HAL_StatusTypeDef HAL_I2C_Mem_Read(I2C_HandleTypeDef *hi2c,
uint16_t DevAddress,
uint16_t MemAddress,
uint16_t MemAddSize,
uint8_t *pData,
uint16_t Size,
uint32_t Timeout);
What makes this function unique is that it first performs an I2C transmit operation to tell the slave device what memory address to source the data from. This is followed by a repeated start condition to begin the receive operation. The complete I2C sequence is shown below. Note that HAL_I2C_Mem_Read() is the only function capable of generating a repeated start condition in blocking mode. If a repeated start is required, it is not sufficient to call HAL_I2C_Master_Transmit() immediately followed by a call to HAL_I2C_Master_Receive().

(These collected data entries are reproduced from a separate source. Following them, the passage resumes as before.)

PR #162, opened 2017-03-14
Manually mount i3 instance family ephemeral storage

CloudNiner:
## Overview

The fs_setup cloud-config directive was not properly mounting the i3 instance family ephemeral storage, discovered when our docker volume mount point mounted directly on the 8Gb root volume and a job ran out of disk space.

See https://bugs.launchpad.net/cloud-init/+bug/1672833 for a detailed breakdown of why this solution is necessary

## Demo

Mounted disks after boot:

screen shot 2017-03-14 at 15 12 15

From /var/log/cloud-init-output.log:

screen shot 2017-03-14 at 15 16 45

## Testing

Nothing really to test, with this configuration applied via `./scripts/infra plan && ./scripts/infra apply` the ephemeral device is properly mounted at the expected location as evidenced in the screenshots above.

Connects #163

### DIFF
--- a/deployment/terraform/cloud-config/ecs-batch-user-data.yml
+++ b/deployment/terraform/cloud-config/ecs-batch-user-data.yml
@@ -3,19 +3,14 @@
 packages:
     - awslogs
 
-fs_setup:
-  - label: nvme0n1
-    filesystem: ext4
-    extra_opts: ["-E", "nodiscard"]
-    device: /dev/nvme0n1
-    partition: auto
-
-mounts:
-  - [ /dev/nvme0n1, null ]
-  - [ /dev/nvme0n1, "/media/nvme0n1", "ext4", "defaults,nobootwait,discard", "0", "2" ]
-
 runcmd:
   - curl -o /etc/papertrail-bundle.pem https://papertrailapp.com/tools/papertrail-bundle.pem
+  # Manually mount i3 family ephemeral storage, see:
+  # https://bugs.launchpad.net/cloud-init/+bug/1672833
+  - mkfs.ext4 -E nodiscard /dev/nvme0n1
+  - mkdir -p /media/nvme0n1
+  - echo -e "/dev/nvme0n1\t/media/nvme0n1\text4\tdefaults,nofail,discard\t0\t2" >> /etc/fstab
+  - mount -a
 
 write_files:
   - path: /etc/ecs/ecs.config


deployment/terraform/cloud-config/ecs-batch-user-data.yml
```diff
@@ -3,19 +3,22 @@
...
+  # Manually mount i3 family ephemeral storage, see:
+  # https://bugs.launchpad.net/cloud-init/+bug/1672833
+  # o - Create empty dos partition table
+  # n - Add new partition
+  # p - Primary partition (In add new prompt)
+  # 1 - Partition number (In add new prompt)
+  # empty newline - First sector, accepts default: 1
+  # empty newline - Last sector, accepts default: end
+  # w - Write changes
+  - echo -e "o\nn\np\n1\n\n\nw" | fdisk /dev/nvme0n1
```
hectcastro: Is this step something that actually needs to happen? My understanding is that the block device presented should be ready for `mkfs`.

deployment/terraform/cloud-config/ecs-batch-user-data.yml
```diff
@@ -3,19 +3,22 @@
...
+  - mkfs.ext4 /dev/nvme0n1p1
```
hectcastro: Based on (http://docs.aws.amazon.com/AWSEC2/latest/UserGuide/ssd-instance-store.html), I think that we may want this to be:

```yaml
- mkfs.ext4 -E nodiscard /dev/nvme0n1p1
```

deployment/terraform/cloud-config/ecs-batch-user-data.yml
```diff
@@ -3,19 +3,22 @@
...
+  - mkdir -p /media/nvme0n1p1
+  - echo -e "/dev/nvme0n1p1\t/media/nvme0n1p1\text4\tdefaults,discard\t0\t0" >> /etc/fstab
```
hectcastro: For similar reasons:

```yaml
- echo -e "/dev/nvme0n1p1\t/media/nvme0n1p1\text4\tdefaults,nofail,discard\t0\t2" >> /etc/fstab
```

- `nofail`: Bomb boot sequence if drive fails to mount
- Set `fs_passno` to 2 (the last column)

> This field is used by fsck(8) to determine the order in which filesystem checks are done at boot time.  The root filesystem should be specified with a fs_passno of 1.  Other filesystems should have a fs_passno of 2.

deployment/terraform/cloud-config/ecs-batch-user-data.yml
CloudNiner: Let me try it out again. I _think(?)_ I did earlier yesterday and it didn't work, but I don't remember for sure.

CloudNiner:
Updated. Just ran a deploy via TF and the new instance came up properly configured.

The following code example receives two bytes of data from the slave device with address 0x40 starting at the memory address 0x01. Notice from the logic analyzer capture that the buffer will contain {0x68, 0x90} when the operation completes.
HAL_I2C_Mem_Read(&hi2c1, (0x40 << 1), 0x01, I2C_MEMADD_SIZE_8BIT, dataBuffer, 2, HAL_MAX_DELAY);
/* This is NOT guaranteed to work as a substitute for the above! */
// dataBuffer[0] = 0x01;
// HAL_I2C_Master_Transmit(&hi2c1, (0x40 << 1), dataBuffer, 1, HAL_MAX_DELAY);
// HAL_I2C_Master_Receive(&hi2c1, (0x40 << 1), dataBuffer, 2, HAL_MAX_DELAY);
Summary
The HAL I2C driver provided by STMicroelectronics allows the master device to communicate with slave devices in either blocking mode or non-blocking mode (blocking mode being the simpler of the two). To send data to a slave device in blocking mode, either the HAL_I2C_Master_Transmit() function or the HAL_I2C_Mem_Write() function may be used. The two are interchangeable. The only difference is that a memory address on the slave is explicitly specified as an argument to HAL_I2C_Mem_Write(). The user should decide which is most appropriate for their application. To receive data from a slave device, either the HAL_I2C_Master_Receive() function or the HAL_I2C_Mem_Read() function may be used. However, these two functions are not interchangeable. While HAL_I2C_Master_Receive() simply reads data from the slave device, HAL_I2C_Mem_Read() first sends a memory address to the slave and then issues a repeated start condition followed by a read operation to get the data located at that memory address. The choice of which function to use depends on the I2C sequence expected by the slave device.